§ GIVEN DATA:
PR #30200, opened 2026-06-16
bump(main/groff): 1.24.1

PChaicot:

PR #30466, opened 2026-07-07
bump(packages/groff): 1.24.1

TomJo2000:
- supercedes #30200
<sup>CC: @PChaicot, if you got any further input it'd be appreciated.</sup>

`groff` is a pretty miserable package to update.
Finding and understanding the necessary documentation for this was more of a process than I'd have liked.
My brain has turned to soup for the day, so here's the cliff notes.
- Explicitly disable X11 features to avoid a (non-fatal) build error when it looks for it.
- Explicitly enable Y2038 migitations.
- Enable `uchardet` for `preconv`
(Does appear to have linked correctly, not sure how to check feature on-device.)
- Clarify what files we're installing from the host-build version.
  - It is unclear to me *why* we're doing that anyway, but I kept it because presumably there's a reason.
(I could not dig up any comments or documentation about it)
- Previous patch no longer required.

Outstanding issues(?)
- I'd like the host-build and cross-build to use the same configure flags as much as is feasible.
I've done so here but have had to use `--with-uchardet` and `--without-urw-fonts` for the cross-build only.
For opposite reasons.
  - `uchardet` isn't available on the host and it shouldn't matter since we're not using the host-built `preconv`, which is the only part of `groff` that uses it.
  - URW fonts, aside from being poorly documented are also seemingly a nightmare to get working with cross-builds.
The directory search list for determining if URW fonts are supported/available is hardcoded in the `configure` script.
We have them in `ghostscript`, and we could use it as a build dependency (and I'm guessing optional runtime dependency, although I have not checked that relation), but the configure script won't search our ghostscript fonts directory for them so URW fonts never get detected for cross-builds.
I suspect this is at least partly why we're copying the devpdf fonts from the host-build.
  - URW font detection on the host-build is also a nightmare.
Since the search list is hardcoded it's also gonna fail for on-device builds or *weird* host systems.
URW font support matters for the "feature level" supported by `gropdf`, with them it's "full", without them we just get "intermediate", and I'm not sure copying the host-built URW fonts into the package makes it "full", since it was built with "intermediate" as determined by `configure`.


packages/groff/build.sh
```diff
@@ -20,10 +21,16 @@ share/man/man7/roff.7*
...
+	"
 	sed -i "s|@abs_top_builddir@|${TERMUX_TOPDIR}/groff/host-build|" Makefile.in
 }
 
 termux_step_post_make_install() {
-	install -Dm600 $TERMUX_PKG_HOSTBUILD_DIR/font/devpdf/[A-CEG-Z]* \
-		$TERMUX_PREFIX/share/groff/current/font/devpdf/
+		# All except DESC and Foundry
+		install -vDm600 "$TERMUX_PKG_HOSTBUILD_DIR/font/devpdf"/[A-CEG-Z]* \
+			"$TERMUX_PREFIX/share/groff/current/font/devpdf/"
```
robertkirkman: Should the indentation here be adjusted?

TomJo2000: Adding an extra indent after a `\` line continuation is standard.
https://github.com/termux/termux-packages/blob/ed944d5c9ef87aaf0b5ce113342a8382d8d6b1a3/packages/gotty/build.sh#L24-L26
https://github.com/termux/termux-packages/blob/ed944d5c9ef87aaf0b5ce113342a8382d8d6b1a3/packages/python-yt-dlp/build.sh#L31-L37

TomJo2000: Oh I added an extra one in general...
I see now.

Must have hit `>` one too many times.

packages/groff/build.sh
```diff
@@ -20,10 +21,16 @@ share/man/man7/roff.7*
 "
 
 termux_step_pre_configure() {
+	TERMUX_PKG_EXTRA_CONFIGURE_ARGS="
+		$TERMUX_PKG_EXTRA_HOSTBUILD_CONFIGURE_ARGS
+		--with-uchardet
+		--without-urw-fonts
+	"
```
robertkirkman: This can simply be defined outside the `termux_step_pre_configure()` function, but just after the `TERMUX_PKG_EXTRA_HOSTBUILD_CONFIGURE_ARGS` is defined, right?

TomJo2000: I think so.
I was messing around with using `ghostscript` for URW font support and I needed the ghostscript package version for that, so I put both in there.
I didn't move the second one out after giving up on that idea.

TomJo2000: Hmm this has actually never come up before as far as I can tell.
We have a few packages that have both variables, but none that reference one in the other.
Seems to work though.

robertkirkman: I do this same kind of thing in this package: `swi-prolog` but in that I actually don't follow the construction I recommended here unfortunately, so it could be improved by applying the equivalent change there too, you could or I can some time in the future. Upstream developer of `swi-prolog` told me that they think that the Termux package of `swi-prolog` probably doesn't need a fully 32-bit hostbuild anymore in the latest version, so I could do it when trying to remove the 32-bit hostbuild.

TomJo2000:
Good news, I got the URW fonts working.
Bad news now the `make install` fails.

g-branden-robinson:
> * supercedes [bump(main/groff): 1.24.1 #30200](https://github.com/termux/termux-packages/pull/30200)
>       CC: @PChaicot, if you got any further input it'd be appreciated.
> 
> 
> `groff` is a pretty miserable package to update. Finding and understanding the necessary documentation for this was more of a process than I'd have liked.

I'm not sure how much of this refers to Termux-specific build procedures and how much to groff's own documentation.  Speaking as GNU maintainer for groff, please advise me of any deficiencies in the latter that you perceive.

>     * Explicitly enable Y2038 migitations.

I'm not aware of any Y2038 problems in _groff_.  If you are, please bring them to my attention.
 
>     * Enable `uchardet` for `preconv`
>       (Does appear to have linked correctly, not sure how to check feature on-device.)

`preconv`'s own `--version` message discloses this information.

```
$ preconv --version
GNU preconv (groff) version 1.25.0.rc1.57-653d0 with iconv support and with uchardet support
```
 
>     * Clarify what files we're installing from the host-build version.

There's been [some discussion along those lines this month](https://lists.gnu.org/archive/html/groff/2026-07/msg00042.html) on the _groff_ mailing list.  Apparently some distributors who build for multiple architectures (or ABIs) want to minimize the time spent building, and the documentary build artifacts that a _groff_ build generates (such as its own manuals, apart from the GNU-mandated Texinfo one) are supposed to be byte-identical (if `SOURCE_DATE_EPOCH` is used) regardless of what the platform's ISA, integer endianness, and so forth are.

...
>       * URW fonts, aside from being poorly documented are also seemingly a nightmare to get working with cross-builds.

They're a nightmare to get working in a native build, too.  Every time a _groff_ release goes into release candidate, Deri James (@derij) and I fight our way through a fresh crop of issues.

>         The directory search list for determining if URW fonts are supported/available is hardcoded in the `configure` script.
>         We have them in `ghostscript`, and we could use it as a build dependency (and I'm guessing optional runtime dependency, although I have not checked that relation), but the configure script won't search our ghostscript fonts directory for them so URW fonts never get detected for cross-builds.

Deri recently pointed out that URW fonts that ship in "ghostscript" directories are inadequate for _gropdf_'s "full service level", because the AFM files--the font metrics--are not present. ([thread](https://lists.gnu.org/archive/html/groff/2026-07/msg00066.html))
 
>         I suspect this is at least partly why we're copying the devpdf fonts from the host-build.
>       * URW font detection on the host-build is also a nightmare.
>         Since the search list is hardcoded it's also gonna fail for on-device builds or _weird_ host systems.

We're pretty helpless here.  There's no standard location for them and even if there were, there wouldn't be, so to speak, because the FHS is moribund.

I'd advise _any_ distributor to decide whether they want _gropdf_'s "full service level", and if they do, to _always_ specify `--with-urw-fonts=$wherever` to _groff_'s configure script.  That's the more stable thing to do.  The search path is to relieve users of our distribution archive from having to develop expertise with these matters.

>         URW font support matters for the "feature level" supported by `gropdf`, with them it's "full", without them we just get "intermediate", and I'm not sure copying the host-built URW fonts into the package makes it "full", since it was built with "intermediate" as determined by `configure`.

I don't think what happens in this scenario is well-defined.  The `BuildFoundries` script is what really matters.  It's conceivable to me that with manual file copying, it will manage to get _gropdf_ to the "full" service level even if the "configure" script thought only "intermediate" was available, but I wouldn't count on it.

TomJo2000:
> I'm not sure how much of this refers to Termux-specific build procedures and how much to groff's own documentation. Speaking as GNU maintainer for groff, please advise me of any deficiencies in the latter that you perceive.

Thank you for dropping by, it's always nice to get to talk to an upstream maintainer.
The message above (https://github.com/termux/termux-packages/pull/30466#issue-4825626639) was an abbreviated summary of my findings while putting together the PR.
It's possible, likely even, that I misinterpreted some parts or missed things.
I'll try to answer your responses from above as best as I can,
if there's anything I missed or that you'd like clarification/elaboration on please let me know.

<h1><em></em></h1> 

> I'm not aware of any Y2038 problems in groff. If you are, please bring them to my attention.

I spotted the flag in the `./configure --help` output and enabled it preemptively since I assumed its presence indicated potential Y2038 related problems.
It's listed in the `--help` output as:
```console
--enable-year2038       support timestamps after 2038
```
Which seemed reasonable to enable.
If this flag is deprecated then please let me know and I'll remove it from the configure arguments.

> `preconv`'s own `--version` message discloses this information.

Ah that's good to know, thank you I hadn't spotted that before.

> There's been [some discussion along those lines this month](https://lists.gnu.org/archive/html/groff/2026-07/msg00042.html) on the groff mailing list. Apparently some distributors who build for multiple architectures (or ABIs) want to minimize the time spent building, and the documentary build artifacts that a groff build generates (such as its own manuals, apart from the GNU-mandated Texinfo one) are supposed to be byte-identical (if `SOURCE_DATE_EPOCH` is used) regardless of what the platform's ISA, integer endianness, and so forth are.

We build the packages for each architecture independently (in parallel workflow runs) so that particular concern doesn't apply to our situation.
For local builds the host-build is only run once as long as the build container persists,
so I suppose we save some marginal time there, but it's not something I had put much thought into in this instance.
I'm actually not *entirely* sure what necessitates the host-build in `groff`'s case.
We only usually need to perform one when a build uses something it built as part of the build,
since cross-compiled build outputs can't be executed by the host machine.
I mostly wanted to clarify the file glob since
`"$TERMUX_PKG_HOSTBUILD_DIR/font/devpdf"/[A-CEG-Z]*`
is rather opaque when just looking at the build script.
Though I suppose a `for` loop or `find -exec` would be even more explicit about which files are skipped.

> They're a nightmare to get working in a native build, too. Every time a groff release goes into release candidate, Deri James (\@derij) and I fight our way through a fresh crop of issues.

I had to thoroughly dig through to find the search list and use that as a guideline to fixup our `ghostscript` package to have a consistent path for the URW fonts but other than that they haven't given me any more trouble.
I did notice that `gropdf` doesn't have the full feature level on most other distributions though,
likely due to aforementioned complications and issues.

> We're pretty helpless here. There's no standard location for them and even if there were, there wouldn't be, so to speak, because the FHS is moribund.
> 
> I'd advise any distributor to decide whether they want gropdf's "full service level", and if they do, to always specify --with-urw-fonts=$wherever to groff's configure script. That's the more stable thing to do. The search path is to relieve users of our distribution archive from having to develop expertise with these matters.

Yep that's the conclusion I came to as well.
Pass `--with-urw-fonts` to ensure it picks up the fonts where we have them.

> I don't think what happens in this scenario is well-defined. The `BuildFoundries` script is what really matters. It's conceivable to me that with manual file copying, it will manage to get gropdf to the "full" service level even if the "configure" script thought only "intermediate" was available, but I wouldn't count on it.

It does report full service-level in the configure summary now.
I'm not entirely certain if the host-build has any influence on that in our case or if its due to fixing the `ghostscript` package's URW font location and specifying it to `configure` via `--with-urw-fonts`.
I don't really have a good grasp of the format that the fonts/foundries use.
It's probably arcane Bell era UNIX magic, so I'll just be content to have it report full support.

g-branden-robinson:
> > I'm not sure how much of this refers to Termux-specific build procedures and how much to groff's own documentation. Speaking as GNU maintainer for groff, please advise me of any deficiencies in the latter that you perceive.
> 
> Thank you for dropping by, it's always nice to get to talk to an upstream maintainer.

Likewise, I enjoy getting to talk to our users, including the ones masochistic enough to build _groff_ for the benefit of other people!

> The message above ([#30466 (comment)](https://github.com/termux/termux-packages/pull/30466#issue-4825626639)) was an abbreviated summary of my findings while putting together the PR. It's possible, likely even, that I misinterpreted some parts or missed things. I'll try to answer your responses from above as best as I can, if there's anything I missed or that you'd like clarification/elaboration on please let me know.

Understood.  I didn't perceive any gaps in your presentation.

> > I'm not aware of any Y2038 problems in groff. If you are, please bring them to my attention.
> 
> I spotted the flag in the `./configure --help` output and enabled it preemptively since I assumed its presence indicated potential Y2038 related problems. It's listed in the `--help` output as:
> 
> ```
> --enable-year2038       support timestamps after 2038
> ```
> 
> Which seemed reasonable to enable. If this flag is deprecated then please let me know and I'll remove it from the configure arguments.

It's not deprecated; it's something we inherited from using Autoconf, or maybe some Gnulib Autoconf macro put it there.  I don't know if it's necessary, but it's not something _groff_ itself cares about.

> > There's been [some discussion along those lines this month](https://lists.gnu.org/archive/html/groff/2026-07/msg00042.html) on the groff mailing list. Apparently some distributors who build for multiple architectures (or ABIs) want to minimize the time spent building, and the documentary build artifacts that a groff build generates (such as its own manuals, apart from the GNU-mandated Texinfo one) are supposed to be byte-identical (if `SOURCE_DATE_EPOCH` is used) regardless of what the platform's ISA, integer endianness, and so forth are.
> 
> We build the packages for each architecture independently (in parallel workflow runs) so that particular concern doesn't apply to our situation. For local builds the host-build is only run once as long as the build container persists, so I suppose we save some marginal time there, but it's not something I had put much thought into in this instance. I'm actually not _entirely_ sure what necessitates the host-build in `groff`'s case.

I'm not sure I'm understanding your terminology, but because _groff_ compiles and links ELF objects, for any distribution that targets multiple ISAs/ABIs, a host-specific build for each will be necessary, whether done "natively" or "cross".  And we might have trouble with cross-builds fairly late in the build process, as noted.  We're tracking that as [Savannah #68564](https://savannah.gnu.org/bugs/?68564).

> We only usually need to perform one when a build uses something it built as part of the build, since cross-compiled build outputs can't be executed by the host machine. I mostly wanted to clarify the file glob since `"$TERMUX_PKG_HOSTBUILD_DIR/font/devpdf"/[A-CEG-Z]*` is rather opaque when just looking at the build script. 

Ah, yes. That glob is just there to keep things that want to deal with "font description files" from inadvertently sticking their noses into the `DESC` and `Foundry` files, which are _not_ "font description files".  The _groff_font_(5) man page says more.  (For `Foundry`, you need _gropdf_(1).)

Some day when I feel like weathering the arguments and feel brave enough to hurl a bolt of lightning at the build system, I mean to move font description files into their own subdirectory of the device directory--probably called `font`--so that it contains _nothing but font descriptions_.  One could then do stupid things like have a font description file named `DESC` or `Foundry`, but that's a small price to pay.
 
> Though I suppose a `for` loop or `find -exec` would be even more explicit about which files are skipped.

Yes.  Here a glob was probably used because it it's as portable as it can be and gets the job done.

Is this glob something you're seeing in _groff_'s source tree or just your build script?  I can't find it in _groff_ with `git grep`.

> I had to thoroughly dig through to find the search list and use that as a guideline to fixup our `ghostscript` package to have a consistent path for the URW fonts but other than that they haven't given me any more trouble. I did notice that `gropdf` doesn't have the full feature level on most other distributions though, likely due to aforementioned complications and issues.

Possibly.  Hard for me to say.  Debian has supported "full service" _gropdf_ since at least _groff_ 1.22.4 (2018).
 
> Yep that's the conclusion I came to as well. Pass `--with-urw-fonts` to ensure it picks up the fonts where we have them.

Definitely recommended best practice for distributors.

Our `INSTALL.extra` file covers this ground.

> > I don't think what happens in this scenario is well-defined. The `BuildFoundries` script is what really matters. It's conceivable to me that with manual file copying, it will manage to get gropdf to the "full" service level even if the "configure" script thought only "intermediate" was available, but I wouldn't count on it.
> 
> It does report full service-level in the configure summary now. I'm not entirely certain if the host-build has any influence on that in our case or if its due to fixing the `ghostscript` package's URW font location and specifying it to `configure` via `--with-urw-fonts`. I don't really have a good grasp of the format that the fonts/foundries use. It's probably arcane Bell era UNIX magic, so I'll just be content to have it report full support.

Not quite that old.  :)  Support for "foundries" is unique to _gropdf_; Deri James added it.  One can use the URW fonts with _groff_'s PostScript output driver, `grops` as well.

TomJo2000:
I've finally had to to get back to this after vacation, getting sick and starting a new job.
I wanna make sure I got my ducks in a row before engaging in further packaging related masochism.

> > Though I suppose a for loop or find -exec would be even more explicit about which files are skipped.
> 
> Yes. Here a glob was probably used because it it's as portable as it can be and gets the job done.
> 
> Is this glob something you're seeing in groff's source tree or just your build script? I can't find it in groff with git grep.

After coming back to this I've gotta agree that 
```bash
	# All except DESC and Foundry
	install -vDm600 "$TERMUX_PKG_HOSTBUILD_DIR/font/devpdf"/[A-CEG-Z]* \
		"$TERMUX_PREFIX/share/groff/current/font/devpdf/"
}
```
doesn't make a ton of sense.

The `make` error pretty clearly shows that the URW fonts are missing in `font/devpdf` as produced by the cross-build.
```console
# [...]
install -c -m 644 font/devpdf/S font/devpdf/ZD font/devpdf/CB font/devpdf/CBI font/devpdf/CI font/devpdf/CR font/devpdf/HB font/devpdf/HBI font/devpdf/HI font/devpdf/HR font/devpdf/TB font/devpdf/TBI font/devpdf/TI font/devpdf/TR font/devpdf/EURO font/devpdf/AB font/devpdf/ABI font/devpdf/AI font/devpdf/AR font/devpdf/BMB font/devpdf/BMBI font/devpdf/BMI font/devpdf/BMR font/devpdf/HNB font/devpdf/HNBI font/devpdf/HNI font/devpdf/HNR font/devpdf/NB font/devpdf/NBI font/devpdf/NI font/devpdf/NR font/devpdf/PB font/devpdf/PBI font/devpdf/PI font/devpdf/PR font/devpdf/ZCMI ./font/devpdf/U-S ./font/devpdf/U-ZD ./font/devpdf/U-ZCMI ./font/devpdf/U-AB '/data/data/com.termux/files/usr/share/groff/1.24.1/font/devpdf'
install: cannot stat './font/devpdf/U-S': No such file or directory
install: cannot stat './font/devpdf/U-ZD': No such file or directory
install: cannot stat './font/devpdf/U-ZCMI': No such file or directory
install: cannot stat './font/devpdf/U-AB': No such file or directory
```

They ***are*** present in the host-build.
We can copy them from the host-build to the SRCDIR (that the cross-build uses).
This is a hacky solution but should satisfy the `install-devpdffontDATA` target in the Makefile.
I'm not happy about this as a "solution", but it's a fairly low complexity workaround to the problem on our end and it keeps `groff`'s Makefile in charge of placing the files in the correct locations for installation.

§ REQUIRED ACTION:
Pull every line containing "machine" from the material above.

§ TASK RESULT:
since cross-compiled build outputs can't be executed by the host machine.
> We only usually need to perform one when a build uses something it built as part of the build, since cross-compiled build outputs can't be executed by the host machine. I mostly wanted to clarify the file glob since `"$TERMUX_PKG_HOSTBUILD_DIR/font/devpdf"/[A-CEG-Z]*` is rather opaque when just looking at the build script. 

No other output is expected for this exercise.